Entanglement arises between the two qubits due to their inability to behave independently of each other. Specifically, the qubit representing the first link becomes entangled with the qubit representing the second link. This entanglement facilitates a natural representation of a scenario where the rotation of the parent link influences the child link, which in turn reduces the overall computation time. The RX, RY, RZ, RXX, RYY, and RZZ gates, parameterized by angles \(\lambda\), \(\theta\), \(\varphi\), and acting around the x, y, and z axes, are described by equations (19) through (24). While a single-qubit arbitrary rotation gate can be represented as a 2 × 2 unitary matrix, a two-qubit arbitrary rotation gate is generally represented by a 4 × 4 unitary matrix. This enables the manipulation of two qubits in arbitrary ways, allowing for the generation of complex entanglements and interactions.

$$RX\left( \lambda \right)=\left( {\begin{array}{*{20}{c}} {\cos \frac{\lambda }{2}}&{ – i\sin \frac{\lambda }{2}} \\ { – i\sin \frac{\lambda }{2}}&{\cos \frac{\lambda }{2}} \end{array}} \right)$$

(19)

$$RY\left( \theta \right)=\left( {\begin{array}{*{20}{c}} {\cos \frac{\theta }{2}}&{ – \sin \frac{\theta }{2}} \\ {\sin \frac{\theta }{2}}&{\cos \frac{\theta }{2}} \end{array}} \right)$$

(20)

$$RZ\left( \varphi \right)=\left( {\begin{array}{*{20}{c}} {{e^{ – i\frac{\varphi }{2}}}}&0 \\ 0&{{e^{i\frac{\varphi }{2}}}} \end{array}} \right)$$

(21)

$$RXX\left( \lambda \right)=\left( {\begin{array}{*{20}{c}} {\cos \frac{\lambda }{2}}&0&0&{ – i\sin \frac{\lambda }{2}} \\ 0&{\cos \frac{\lambda }{2}}&{ – i\sin \frac{\lambda }{2}}&0 \\ 0&{ – i\sin \frac{\lambda }{2}}&{\cos \frac{\lambda }{2}}&0 \\ { – i\sin \frac{\lambda }{2}}&0&0&{\cos \frac{\lambda }{2}} \end{array}} \right)$$

(22)

$$RYY\left( \theta \right)=\left( {\begin{array}{*{20}{c}} {\cos \frac{\theta }{2}}&0&0&{i\sin \frac{\theta }{2}} \\ 0&{\cos \frac{\theta }{2}}&{ – i\sin \frac{\theta }{2}}&0 \\ 0&{ – i\sin \frac{\theta }{2}}&{\cos \frac{\theta }{2}}&0 \\ {i\sin \frac{\theta }{2}}&0&0&{\cos \frac{\theta }{2}} \end{array}} \right)$$

(23)

$$RZZ\left( \varphi \right)=\left( {\begin{array}{*{20}{c}} {{e^{ – i\frac{\varphi }{2}}}}&0&0&0 \\ 0&{{e^{i\frac{\varphi }{2}}}}&0&0 \\ 0&0&{{e^{ – i\frac{\varphi }{2}}}}&0 \\ 0&0&0&{{e^{i\frac{\varphi }{2}}}} \end{array}} \right)$$

(24)

Fig. 4figure 4

Quantum Circuit for representing 2-link 6-DOF manipulator with RXX, RYY, and RZZ gates.
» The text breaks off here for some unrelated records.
PR #4363, opened 2026-07-24
feat(action): cross-platform wakeAndUnlock tool (#4360)

### LINKED ISSUE #4360: fix(action): inputText unlocks a secure keyguard but reports setText failure; tapOn cannot fit the lock-screen budget
Found during a manual-test iteration on HEAD `2c3468867` (v0.0.45), Android emulator `am-api35-ga-arm64` (API 35), with a secure PIN keyguard (`1234`).

## Summary

AutoMobile can *observe* a secure keyguard correctly, and can *raise* the PIN bouncer, but the two entry paths behave badly in opposite directions:

- **`inputText` succeeds and reports failure** (false negative) — the primary defect.
- **`tapOn` cannot work on a keyguard at all** — a single call takes ~13s against a lock-screen display budget of ~7–8s.

There is currently no first-class way to get past a keyguard, even though every primitive needed already exists.

## Defect 1 (primary): `inputText` unlocks the device but returns an error

With the bouncer up, `inputText --platform android --text 1234`:

```
message: "Input text"
error  : "Accessibility service setText failed: No focused editable node found"
```

…and the device **unlocks**. Verified immediately after, via both `dumpsys` and `observe`:

```
KeyguardServiceDelegate  showing=false  occluded=false
deviceLock   = {"locked": false, "keyguardShowing": false, "secure": true}
activeWindow = com.google.android.apps.nexuslauncher
```

The error text originates in the runner's accessibility path
(`android/control-proxy/.../CtrlProxy.kt:2952`). That leg genuinely fails — the PIN
field is not an editable a11y node — but the keystrokes still reach the bouncer via a
fallback leg, which succeeds. Only the first leg's failure is surfaced.

**Why this matters more than a cosmetic wording bug.** The whole manual-test discipline
is "ground the result in observed state, never the tool's `success` flag." This is that
hazard running in reverse: an agent that correctly distrusts a success flag and reads
this error will conclude the unlock failed, and then either abort or retry an action
that already completed. During this session it caused exactly that — the unlock was
reported as impossible for several rounds before the device state was re-checked.

**Suggested fix:** when a fallback leg satisfies the request, do not surface the earlier
leg's error. Either return success (optionally noting the degraded path in a `warnings`
field), or attribute the error to the specific leg so it is not read as the outcome of
the whole call.

## Defect 2: `tapOn` is structurally unusable on a keyguard

Measured on the same device, bouncer confirmed up (`pinEntry` present via `uiautomator`):

| Measurement | Value |
|---|---|
| Single `tapOn` on `com.android.systemui:id/key1`, wall-clock | **13s** |
| Screen state when the call returned | `mScreenState=OFF` |
| Lock-screen display budget (measured, see below) | **~7–8s** |

Tapping four digits sequentially therefore cannot ever complete. The observed symptom is
misleading: the first tap returns a plain `Tapped on element`, and subsequent taps return
`Tapped on element (0 view hierarchy changes over ~29 requests within 15s)` — which reads
like a missed target rather than "the screen switched off during the settle loop."

### The lock-screen timeout is not `screen_off_timeout`

This is the non-obvious part, and worth recording regardless of what is done with the
rest of this issue. With `screen_off_timeout=1800000` (30 min) and `sleep_timeout=-1`,
confirmed effective in `dumpsys power`
(`mScreenOffTimeoutSetting=1800000`, `mSleepTimeoutSetting=-1`, no device-admin cap):

| Elapsed | Unlocked (launcher) | Locked (keyguard) |
|---|---|---|
| 6s | `Awake` / `ON` | `Awake` / `ON` |
| 9s | `Awake` / `ON` | **`Dozing` / `OFF`** |
| 12s | `Awake` / `ON` | `Asleep` / `OFF` |
| 30s | `Awake` / `ON` | `Asleep` / `OFF` |

The keyguard uses `config_lockScreenDisplayTimeout`, a framework **config resource baked
into the build**, not a settable `Settings` key. So no amount of `settings put` widens
this window; any keyguard interaction must fit inside roughly 7 seconds.

## Proposal: teach AutoMobile the keyguard sequence

Every primitive needed already works. What is missing is that AutoMobile does not know
the sequence. The combination verified end-to-end this session:

```bash
adb shell input keyevent 224   # KEYCODE_WAKEUP
adb shell input keyevent 82    # KEYCODE_MENU -> raises the PIN bouncer
```
then a single fast text input of the PIN.

Notes from testing the alternatives:

- **Raising the bouncer:** keyevents `82` (MENU), `8` (a digit) and `66` (ENTER) all
  raise it, confirmed via `uiautomator` (`pinEntry`, `key1`–`key9` present).
  `swipeOn --direction up --autoTarget false --speed slow` also raises it — AutoMobile's
  own `observe` sees `pinEntry` + `key1`–`key9` immediately afterward.
- **Power-cycling the screen** (`keyevent 26` twice) does **not** raise it.
- **`wm dismiss-keyguard`** does not get past a *secure* lock (it is the existing call at
  `AndroidEmulatorClient.ts:1559`); it is sufficient only for a swipe lock.
- **Speed is the binding constraint**, so the entry step must be a single call — which
  rules out per-digit tapping regardless of how the defects above are resolved.

An `unlock`-style capability (or an documented recipe) taking the credential would make
this reachable. It also unblocks a real dependency: `videoRecording` cannot function on a
locked device because `/sdcard` is credential-encrypted and `screenrecord` cannot create
its output file, so today a PIN-locked device silently blocks that whole surface.

## Acceptance

- `inputText` that succeeds via a fallback leg does not surface the accessibility leg's
  error as the call's outcome.
- Keyguard interaction has a documented, tested path that fits inside the
  ~7s lock-screen display budget.
- The `config_lockScreenDisplayTimeout` constraint is recorded wherever keyguard handling
  lives, so the next investigation does not re-derive it from `tapOn` timing.

kaeawc:
## Summary

Adds a dedicated cross-platform **`wakeAndUnlock`** MCP tool that wakes a device and gets past its keyguard, and **removes all situation-specific wake/unlock logic from `inputText`** (it returns to clean a11y-only text input). This supersedes this PR's earlier approach (an inputText keyguard fallback), which is reverted here.

Grounded in on-device investigation of both platforms (see Testing).

## Linked Issue

Closes #4360

## `wakeAndUnlock({ pin?, platform })`

`pin` is optional in the schema but **logically required to unlock a secure Android device** — if omitted there, a PIN remembered earlier this session is used, else an `ActionableError` asks for one. Ignored on iOS.

- **Android**: reads wakefulness + lock state via `dumpsys` (no `observe`, so it works on a screen about to power off). Wakes a sleeping device; `wm dismiss-keyguard` dismisses a swipe lock or raises a secure bouncer; for a secure lock, types the PIN as key events and submits with `KEYCODE_ENTER` (a11y `setText` cannot type into a secure bouncer — the original #4360 symptom). The outcome is grounded in a **bounded poll** of the lock state (~250 ms × up to 2.5 s), covering a **measured ~1.3 s lag** between `ENTER` and the keyguard clearing in `dumpsys`.
- **iOS**: simulators cannot set a passcode, so it wakes and swipe-dismisses the non-secure lock screen via existing gesture primitives; `pin` is ignored.

## Remembering how to unlock

New nullable `lock_type` / `lock_credential` columns on `device_sessions` (migration `2026_07_24_000_device_session_lock`). A freshly-supplied PIN that unlocks a secure device is remembered; a recorded PIN is reused and **not** re-persisted; a PIN that failed to unlock is never stored. The credential is stored **plaintext in the local single-user `~/.auto-mobile` DB**. The boot path (`AndroidEmulatorClient.wakeAndUnlock`) delegates to the same feature and reuses a remembered PIN, leaving a secure device with no record locked (non-fatal).

## Changes

- `src/features/action/WakeAndUnlock.ts` — feature with injected seams (adb, timer, credential store, iOS unlocker); fully unit-tested.
- `src/features/action/asciiKeyEvents.ts` — `buildAsciiKeyEventPlan` extracted from `InputText` so text input and PIN entry share one canonical mapping table.
- `src/features/action/{DeviceSessionLockStore,IosLockScreenUnlocker}.ts` — DB-backed credential store; iOS wake+swipe over `PressButton`/`SwipeOn`.
- `wakeAndUnlock` tool registration + schema; `schemas/tool-definitions.json` regenerated (71 → 72).
- DB: migration + `device_sessions` columns + `getDeviceLockCredential` / `rememberDeviceLock` repo methods.
- Boot: `AndroidEmulatorClient.wakeAndUnlock` delegates to the feature (now only dismisses the keyguard when actually locked).
- `InputText` / `BaseVisualChange`: keyguard fallback and `deviceUnlocked` guard reverted; `BaseVisualChange` is byte-identical to `main`.
- Docs: `keyguard.md` documents the tool, the `wm dismiss-keyguard` matrix, the iOS findings, and the ~1.3 s poll.

## Risk

**Higher-risk** — touches a **DB migration** (append-only) and a **public tool schema**, plus the boot path. Not for auto-merge; handing the merge decision to the maintainer.

## Testing

- On-device investigation (findings drove the design):
  - iOS (iPhone 16 Pro, iOS 18.6): no `simctl` lock/passcode, no "Face ID & Passcode" in Settings, swipe dismisses with no prompt → simulators have no secure lock.
  - Android (API 35, secure PIN): `wm dismiss-keyguard` raises the bouncer on a secure lock (doesn't unlock) and fully dismisses a swipe lock; measured the ~1.3 s post-`ENTER` settle lag.
- On-device integration: the exact Android sequence the feature emits unlocked a real secure emulator (`showing=true` → `false`, launcher foreground) within the budget, cleared after ~750 ms of polling.
- `bun test` full suite green (9113 pass / 0 fail); `bun run typecheck`, `bun run lint`, `validate_mkdocs_nav.sh` all pass. New unit tests: `WakeAndUnlock` (10), `asciiKeyEvents` (7), repo lock methods (5), boot delegation (6), updated `InputText`.
- Tool wiring not exercised through a live daemon to avoid disrupting the shared daemon/fleet; the underlying recipe is verified on-device and the emitted command sequence is unit-pinned.

## Follow-ups

- #4366 — `tapOn` cannot fit the ~7 s lock-screen budget (Defect 2 of #4360), out of scope here.

### DIFF
--- a/docs/design-docs/plat/android/keyguard.md
+++ b/docs/design-docs/plat/android/keyguard.md
@@ -1,0 +1,112 @@
+# Keyguard Handling
+
+<kbd>✅ Implemented</kbd> <kbd>🧪 Tested</kbd>
+
+> **Current state:** `inputText` recovers a secure keyguard on Android by
+> delivering the credential as key events when the accessibility path fails.
+> Lock state is surfaced on `observe` and annotated on interactions
+> (issues [#4235](https://github.com/kaeawc/auto-mobile/issues/4235),
+> [#4280](https://github.com/kaeawc/auto-mobile/issues/4280),
+> [#4360](https://github.com/kaeawc/auto-mobile/issues/4360)).
+> See the [Status Glossary](../../status-glossary.md) for chip definitions.
+
+## The binding constraint: `config_lockScreenDisplayTimeout`
+
+**Any keyguard interaction must complete inside roughly 7 seconds.** This is the
+single most important — and least obvious — fact about driving a locked Android
+device, so it is recorded here rather than left to be re-derived from tool
+timing.
+
+A locked keyguard powers its display off far sooner than an unlocked device, and
+the window is **not** governed by the settable `screen_off_timeout` /
+`sleep_timeout` keys. It is `config_lockScreenDisplayTimeout`, a framework config
+**resource baked into the build**. No amount of `settings put` widens it.
+
+Measured on `am-api35-ga-arm64` (API 35) with `screen_off_timeout=1800000`
+(30 min) and `sleep_timeout=-1`, both confirmed effective in `dumpsys power`
+(`mScreenOffTimeoutSetting=1800000`, `mSleepTimeoutSetting=-1`, no device-admin
+cap):
+
+| Elapsed | Unlocked (launcher) | Locked (keyguard) |
+|---|---|---|
+| 6s  | `Awake` / `ON`  | `Awake` / `ON`   |
+| 9s  | `Awake` / `ON`  | `Dozing` / `OFF` |
+| 12s | `Awake` / `ON`  | `Asleep` / `OFF` |
+| 30s | `Awake` / `ON`  | `Asleep` / `OFF` |
+
+The practical consequence: **credential entry must be a single, fast, un-observed
+key-event burst.** A per-digit `tapOn` (or any observe/settle loop between
+digits) cannot fit the budget — a single `tapOn` against a keyguard key was
+measured at ~13s wall-clock, by which point the screen had already switched off.
+
+## `inputText` on a keyguard (#4360)
+
+A secure PIN/pattern/password bouncer exposes **no editable accessibility node**,
+so the default `a11y` mode of `inputText` (a single `ACTION_SET_TEXT`) can never
+type into it — it fails with `No focused editable node found`. Reporting that
+error as the call's outcome is a false negative: an agent that (correctly)
+distrusts a bare success flag and reads the error concludes the unlock failed,
+then aborts or retries an action that had not actually run.
+
+`inputText` therefore falls back automatically. The fallback fires **only** when
+the accessibility leg has already failed **and** a pre-check
+(`AdbClient.getDeviceLock`) confirms the device is locked **and** every character
+of the text maps to a key event. The sequence:
+
+```bash
+adb shell input keyevent KEYCODE_WAKEUP   # wake the display
+adb shell input keyevent KEYCODE_MENU     # raise the secure PIN bouncer
+adb shell input keyevent KEYCODE_<digit>  # ...one per credential character
+adb shell input keyevent KEYCODE_ENTER    # submit
+```
+
+The outcome is **grounded in a re-read of the lock state**, never in the fact
+that the key events were sent:
+
+- **Unlocked afterward** → `success: true`, `method: "eventAll"`, and the
+  accessibility error is demoted to a non-fatal `warnings` entry.
+- **Still locked afterward** → `success: false` with the error attributed to the
+  keyguard leg (wrong credential or entry failure), never to accessibility.
+- **Not locked at the pre-check, or text not key-event-mappable** → the original
+  accessibility failure is returned unchanged; behavior is identical to before.
+
+Because the credential is submitted, a wrong value counts as a failed unlock
+attempt against the device's retry throttle. This path is reached only when a
+caller has explicitly asked to input text at a device already known to be locked.
+
+## What does NOT work (do not retry these approaches)
+
+Verified during the #4360 session on the same secure PIN keyguard:
+
+- **`wm dismiss-keyguard`** — dismisses only a *swipe* lock; it does not get past
+  a secure lock. This is the existing call at `AndroidEmulatorClient.ts`
+  (`wakeAndUnlock`), and it is why a freshly booted emulator with a PIN is not
+  automatically usable.
+- **Power-cycling the screen** (`keyevent 26` twice) does **not** raise the
+  bouncer.
+- **Per-digit `tapOn`** on `com.android.systemui:id/key1`…`key9` — cannot fit the
+  ~7s budget (a single tap measured ~13s); subsequent taps return
+  `0 view hierarchy changes` because the screen switched off mid-settle, which
+  misleadingly reads as a missed target.
+
+## What works to raise the bouncer
+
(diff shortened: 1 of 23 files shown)


kaeawc:
**Manual-test verification (v0.0.45 → main, `c3994f57c`) — VERIFIED on device.**

Exercised `wakeAndUnlock` against a real Android emulator (`emulator-5554`) and an iPhone 16 Pro simulator, grounding each result in device state rather than the tool's `success` flag.

**Android:**
- Put the screen to sleep (`KEYCODE_SLEEP`) → `dumpsys power` `mWakefulness=Asleep`, keyguard `showing=true`.
- `wakeAndUnlock` **woke** the device (Asleep→Awake, `SCREEN_STATE_OFF`→`ON`) and **correctly detected the secure lock**, refusing without a pin — ground truth confirmed the lock is real (`locksettings get-disabled=false`, `secure=true`, `deviceLocked=1`), so this is a correct refusal, not a false negative.
- With `pin`, it unlocked: result `{wasAsleep:true, wasLocked:true, secure:true, unlocked:true}` and ground truth flipped to keyguard `showing=false`, `deviceLocked=0`.

**iOS:** correct cross-platform routing — `{platform:"ios", wasAsleep:false, wasLocked:false, unlocked:true}`. The swipe-dismiss branch wasn't triggerable (a booted simulator has no scriptable lock screen), but the iOS wake path returns well-formed.

**Note (not a defect):** the remembered-credential path (`DeviceSessionLockStore`) reads/writes only `status='active'` `device_sessions` rows, so it can only be exercised within a single long-lived session — consistent with the tool's "for later in this session" contract.

**Result: delivered / PASS.**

Mathematically, if the state of a two-qubit system cannot be represented as a single tensor product of the individual qubit states, it is considered to be in an entangled state. As shown in Eq. (18), the RXX gate transforms the system into a state that is a superposition of tensor products, which is an entangled state. The degree of entanglement, quantified by the concurrence32, varies depending on the angle λ33. Notably, when λ equals π/2, the system is in a Bell state, which represents the maximum entangled state. In Qiskit, the implementation of a two-qubit rotational gate is achieved through a decomposition into a series of Hadamard, CNOT, and RZ gates. This decomposition is advantageous because it allows for efficient execution on quantum hardware that natively supports these fundamental gates. The corresponding unitary transformation can be realized through the following gate sequence:

1.

Apply Hadamard gates to both qubits.

2.

Apply a CNOT gate with the first qubit as the control and the second as the target.

3.

Apply an RZ​ gate to the target qubit.

4.

Apply another CNOT gate.

5.

Apply Hadamard gates to both qubits again.